Source records
◇ ◇ ◇ ◇ ◇ ◇ ◇

PR #1383, opened 2020-07-22
Misc improvements

tomhukins:
This PR fixes # by .

## Checklist

- [ ] tests pass on Travis CI 
- [ ] git history is clean    


ferki:
Thanks @tomhukins for the PR!

I would prefer to avoid mixing different issues in the same context, and to discuss these changes first in their own issues (or to have a bit more context and explanation here instead of just keeping the PR template blank).

I'm fairly sure I won't be able to review and merge it as it is, but I might be able to cherry-pick some of the ideas earlier than the rest. There seem to be interesting points though, so I'll keep it open for a bit more until I have time to figure them out on my own.

On one hand, I'll work on making the above more obvious in the contributing guide, and on the other, feel free to initiate discussion for your topics in issues first (or even in a chat on IRC) if you'd like to catalyze things early.

ferki (changes requested):
Alright, so one changeset from here has already been adopted, but unfortunately I don't think I can efficiently work with the rest. Overall, I'd like to kindly point to our [Contributing guide](https://github.com/RexOps/Rex/blob/master/CONTRIBUTING.md). More specifically, I'd prefer discussing a change first in an issue, filling out the provided templates, and avoid mixing topics on the same PR.

The second changeset proposes to replace `List::MoreUtils` with `List::Util`. I find the idea of dependency reduction quite nice, however there's no reasoning provided why one should be preferred over the other, and not the other way around. Also, `List::MoreUtils::uniq` and `List::Util::uniqstr` does not seem to be doing the exact same thing (but probably acceptable though).

Perhaps it's about "PP vs XS" and "core vs non-core" ? Are there any other factors? What's the actual problem we aim to solve, or the actual goal to reach? It feels like it would be nice to open a bug report issue where the details and the desired solution could be discussed first (or at least all the context and reasoning could be provided).

The final changeset proposes dropping `Rex::Helper::Array`. It is a good idea, and the best diff is a red diff :) However even without known open source use cases, it has the potential to break existing code, so it should be marked as deprecated first (and then dropped in the next major version later). It also looks like a good candidate to propose this step in a bug report.

All in all, I don't seem to be able to move it forward easily in this form. I'm leaving it open for now as "changes requested", at least until issues are opened and/or further changes are cherry-picked.

tomhukins:
> Alright, so one changeset from here has already been adopted

Thanks for that.  I find the documentation easier to read now.

> The second changeset proposes to replace `List::MoreUtils` with `List::Util`. I find the idea of dependency reduction quite nice, however there's no reasoning provided why one should be preferred over the other, and not the other way around. Also, `List::MoreUtils::uniq` and `List::Util::uniqstr` does not seem to be doing the exact same thing (but probably acceptable though).
> 
> Perhaps it's about "PP vs XS" and "core vs non-core" ? Are there any other factors? What's the actual problem we aim to solve, or the actual goal to reach?

These are good questions and I appreciate I didn't mention my reasoning.  List::Util has shipped as part of core for many years, so using it instead of List::MoreUtils means one less dependency that users need to install.  As I mention in my commit message, Rex already uses `first` and `max` from List::Util.

> It feels like it would be nice to open a bug report issue where the details and the desired solution could be discussed first (or at least all the context and reasoning could be provided).

That's a fair point, but I'm unsure whether I'll get round to it soon.

> The final changeset proposes dropping `Rex::Helper::Array`. It is a good idea, and the best diff is a red diff :) However even without known open source use cases, it has the potential to break existing code, so it should be marked as deprecated first (and then dropped in the next major version later). It also looks like a good candidate to propose this step in a bug report.

That sounds reasonable to me.

> All in all, I don't seem to be able to move it forward easily in this form. I'm leaving it open for now as "changes requested", at least until issues are opened and/or further changes are cherry-picked.

Thank you for your helpful replies and all your work on Rex.

ferki:
Thanks for coming back to this, and making my part easier by providing more context! :heart: 

> Thanks for that. I find the documentation easier to read now.

:tada: :+1: 

> These are good questions and I appreciate I didn't mention my reasoning. List::Util has shipped as part of core for many years, so using it instead of List::MoreUtils means one less dependency that users need to install. As I mention in my commit message, Rex already uses `first` and `max` from List::Util.

Having slept on it once more, I don't see huge risks about preferring List::Util, while it means one less non-core dependency, and faster execution due to XS. Since we specify a recent version of it, I believe it won't break on older Perls even. Did some software archeology, and it seems List::Util was brought in when it didn't support `uniq` yet. And since `List::MoreUtils` was already in use back then, this duality might be a result of an oversight during the original review process.

To be on the safe side, let's make sure the related code paths are properly covered by the test suite, then I think we can cherry-pick that commit too! \o/

> > It feels like it would be nice to open a bug report issue where the details and the desired solution could be discussed first (or at least all the context and reasoning could be provided).
> 
> That's a fair point, but I'm unsure whether I'll get round to it soon.

Alright, let's do it like that next time for a streamlined process, and I might take care of this one later (especially if it also needs tests to cover all replacements).

> > The final changeset proposes dropping `Rex::Helper::Array`. It is a good idea, and the best diff is a red diff :) However even without known open source use cases, it has the potential to break existing code, so it should be marked as deprecated first (and then dropped in the next major version later). It also looks like a good candidate to propose this step in a bug report.
> 
> That sounds reasonable to me.

So that commit won't be merged in the current form then, therefore it definitely helps to open an issue to be picked by anyone willing to implement it.

> Thank you for your helpful replies and all your work on Rex.

Thanks for the kind words and for contributing! :+1:

ferki:
I've rebased this on top of current default branch in order to get fresh coverage info about all the List::Util replacement locations.

ferki:
I think I now why List::MoreUtils was used in the first place: older Linux distributions with a very long support/maintenance schedule does not package recent enough versions of List::Util (e.g. Centos 6), so they also can't package Rex itself if we depend on that (and similar packages), while we would like to make sure Rex can be run on those systems.

I'm going to close this PR unmerged because of this really bring us into a territory about restructuring our support and/or deprecation policy, ant that is completely out of scope here. That being said, I'm sure this kind of modernization will land in Rex sooner or later (both dropping deps, using more modern alternatives, and deprecating old functions/modules).

Thanks again for the contribution, it really gives a lot of food for thought!

PR #1373, opened 2020-07-03
convert rexify.org/docs/guides/feature_flags.html to POD

randyl:
This PR fixes #1346  by creating a new file, lib/Rex/FeatureFlags.pod, that contains the feature-flag documentation from the website converted to POD.

Note that I moved the "How to enable Feature Flags" section above the list of feature flags, so that users don't have to scroll through a long list of flags to see example code.

Also, this PR does not address what to do with the feature-flag page on the website, but there is a separate ticket for that at https://github.com/RexOps/rexify-website/issues/119.

## Checklist

- [x] based on top of latest source code 
- [x] changelog entry included 
- [x] tests pass on Travis CI 
- [x] git history is clean    
- [x] git commit messages are [well-written](https://chris.beams.io/posts/git-commit/#seven-rules)

PR #1389, opened 2020-08-01
Document feature flags

### LINKED ISSUE #1346: Document feature flags
## User story

**As** a maintainer,
**I would like to** include the documentation of feature flags in the main codebase,
**so I can** make them more discoverable, and the distribution more self-contained.

## Describe the solution you'd like

Currently the [feature flags](https://www.rexify.org/docs/guides/feature_flags.html) are documented only on the website, which makes them harder to discover by relying on external documentation. Including this important bit of information in the main codebase (perhaps directly in the Rex module?) would make the distribution more self-contained.

The web page could either link to the main docs, or be generated directly from the POD docs.

## Describe alternatives you've considered

The authoritative source of this information is either included in the codebase or external to it. Internal feels mandatory, and external feels more optional, so at this point I'm not sure there are any real alternatives.

## Additional context

It might be a good addition to formalize and link to some kind of deprecation policy as well, since feature flags are a related concept.

ferki:
This PR fixes #1346 by moving the feature flags documentation into Rex core from the website.

This is a follow-up PR based on the original work on #1373 by @randyl.

@randyl: turns out I didn't need to modify on your commit too much to reach the original text. Please see the `fixup!` commit for my changes. If you don't mind, I'll squash these commits together before merging (and since that will rewrite git history a bit, I might rewrite the commit message to simply read "Document feature flags").

I'll add a few modifications on top of this, but this way we can keep crediting you for your original work in the git tree :)

## Checklist

- [x] tests pass on Travis CI 
- [x] git history is clean    

### DIFF
--- a/ChangeLog
+++ b/ChangeLog
@@ -6,6 +6,7 @@ Revision history for Rex
  [BUG FIXES]
 
  [DOCUMENTATION]
+ - Document feature flags
 
  [ENHANCEMENTS]
 
--- a/lib/Rex.pm
+++ b/lib/Rex.pm
@@ -952,6 +952,211 @@ sub import {
   strict->import;
 }
 
+=head1 FEATURE FLAGS
+
+=head2 A word on backward compatibility
+
+Everyone knows the pain if something gets deprecated and one has to
+port his old (and stable) code to a new version of a library or a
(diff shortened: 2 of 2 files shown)


randyl:
Sounds good to me. Thanks.

PR #1399, opened 2020-08-15
When using source for a file, we don't create old_md5 for comparison

schobes:
This results in on_change always being triggered.

This PR fixes # by .

## Checklist

- [ ] tests pass on Travis CI 
- [x] git history is clean    

### DIFF
--- a/lib/Rex/Commands/File.pm
+++ b/lib/Rex/Commands/File.pm
@@ -543,6 +543,10 @@ sub file {
 
   }
   elsif ( exists $option->{"source"} && !$is_directory ) {
+    if ($need_md5) {
+      eval { $old_md5 = md5($file); };
+    }
+
     $option->{source} =
       Rex::Helper::Path::get_file_path( $option->{source}, caller() );
 


lib/Rex/Commands/File.pm
```diff
@@ -543,6 +543,10 @@ sub file {
 
   }
   elsif ( exists $option->{"source"} && !$is_directory ) {
+    if ($need_md5) {
+      eval { $old_md5 = md5($file); };
+    }
```
ferki, line 548: As you can see a few line below, this case is completely offloaded to the `upload` function. That does its own file identity checks via MD5 checksumming, and then includes it in the returned value whether it had to change the file or not.

I think checking the result of the upload function would be the correct way to handle this case, instead of having to calculate one more checksum.

ferki (changes requested):
Thanks for your contribution, @schobes!

It seems like you opened a pull request without opening an issue first to discuss and design a solution. Please make sure you read and understood our [Contributing guide](https://github.com/RexOps/Rex/blob/master/CONTRIBUTING.md) (note the [GitHub issues and pull requests](https://github.com/RexOps/Rex/blob/master/CONTRIBUTING.md#github-issues-and-pull-requests) section).

It also seems like this PR is incomplete, and without any followup activity. There's no changelog entry about the modification, and there's no test included to prove both the presence of the problematic behavior and the correctness of the proposed fix.

Since I'm in the process of preparing the next release, and such a file management bug would be important to fix, I'm going to triage the bug, and open an issue about it on my own, plus I'll attempt to include a test and fix for it.

I'll leave this PR open for now, but I might close it if I can come up with a complete solution on my own.

PR #1421, opened 2020-08-31
Skip procfs inventory test if /proc is not readable

### LINKED ISSUE #1420: procfs test fails on FreeBSDs
## Describe the bug

The recently added procfs test is failing on FreeBSDs because while `/proc` exists on those systems, it's not necessarily readable by the user running the tests.

edit: It looks like the problem is more like that `/proc/cpuinfo` doesn't exist on FreeBSD.

## How to reproduce it

1. run `prove -l -r t/proc.t` on a FreeBSD system with current master

~~Shortest code example that demonstrates the bug:~~

## Expected behavior

Test suite should gracefully skip in case of known problematic/unsupported scenarios.

## Circumstances

 - Rex version: 1.12.1.1-TRIAL / current master
 - Perl version: any
 - OS running rex: FreeBSD
 - OS managed by rex: local/FreeBSD
 - How rex was installed: trial release from CPAN

ferki:
This PR is an attempt to fix #1420 by checking if `/proc` is readable before testing inventory functionality related to procfs.

## Checklist

- [x] tests pass on Travis CI 
- [x] git history is clean 

### DIFF
--- a/ChangeLog
+++ b/ChangeLog
@@ -10,6 +10,7 @@ Revision history for Rex
  - Fix registering custom template functions
  - Fix handling of configuration file settings
  - Skip MD5 binary test if there's no binary available
+ - Skip procfs inventory test if /proc is not readable
 
  [DOCUMENTATION]
  - Clarify contributing guide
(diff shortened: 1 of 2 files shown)


ferki:
The problem is more like that `/proc/cpuinfo` doesn't exist on FreeBSD. That would require a different fix.

PR #1430, opened 2020-09-14
Fix _binary_md5 function behavior with "strangely named files", #1429

### LINKED ISSUE #1429: Wrong _binary_md5 behavior on *BSD when filename looks like a md5 command output
## Describe the bug

Wrong `_binary_md5` behavior on *BSD when filename looks like an `md5` command output

## How to reproduce it

1. Create file like `md5test = 11111111111111111111111111111111`
2. Get MD5 from this file by `Rex::Commands::MD5::_binary_md5()`
3. The MD5 is wrong

Run this test on *BSD

```perl
use strict;
use warnings;

use Test::More tests => 1;
use Rex::Commands::MD5;

my $test_file_md5 = Rex::Helper::File::Spec->catfile( '/', 'tmp', 'md5test = 11111111111111111111111111111111' );

my $fh;
open($fh, '>', $test_file_md5) or
    BAIL_OUT("Can't create file $test_file_md5 $!");
print $fh "\x00";
close($fh);

SKIP: {
  skip 'No MD5 binary seems to be available', 1
    if !defined Rex::Commands::MD5::_binary_md5($test_file_md5);

  is(
    Rex::Commands::MD5::_binary_md5($test_file_md5),
    '93b885adfe0da089cdf634904fd59f71',
    'MD5 checksum OK via binary'
  );
}
```

## Expected behavior

We got right MD5 from file

## Circumstances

◇ ◇ ◇ ◇ ◇ ◇ ◇

WORK TASK:
Give back, word for word, only the lines above from the line holding "This PR is an" to the line holding "Fix _binary_md5 function", both included.

SOLUTION TO THE PROBLEM:
This PR is an attempt to fix #1420 by checking if `/proc` is readable before testing inventory functionality related to procfs.

## Checklist

- [x] tests pass on Travis CI 
- [x] git history is clean 

### DIFF
--- a/ChangeLog
+++ b/ChangeLog
@@ -10,6 +10,7 @@ Revision history for Rex
  - Fix registering custom template functions
  - Fix handling of configuration file settings
  - Skip MD5 binary test if there's no binary available
+ - Skip procfs inventory test if /proc is not readable
 
  [DOCUMENTATION]
  - Clarify contributing guide
(diff shortened: 1 of 2 files shown)


ferki:
The problem is more like that `/proc/cpuinfo` doesn't exist on FreeBSD. That would require a different fix.

PR #1430, opened 2020-09-14
Fix _binary_md5 function behavior with "strangely named files", #1429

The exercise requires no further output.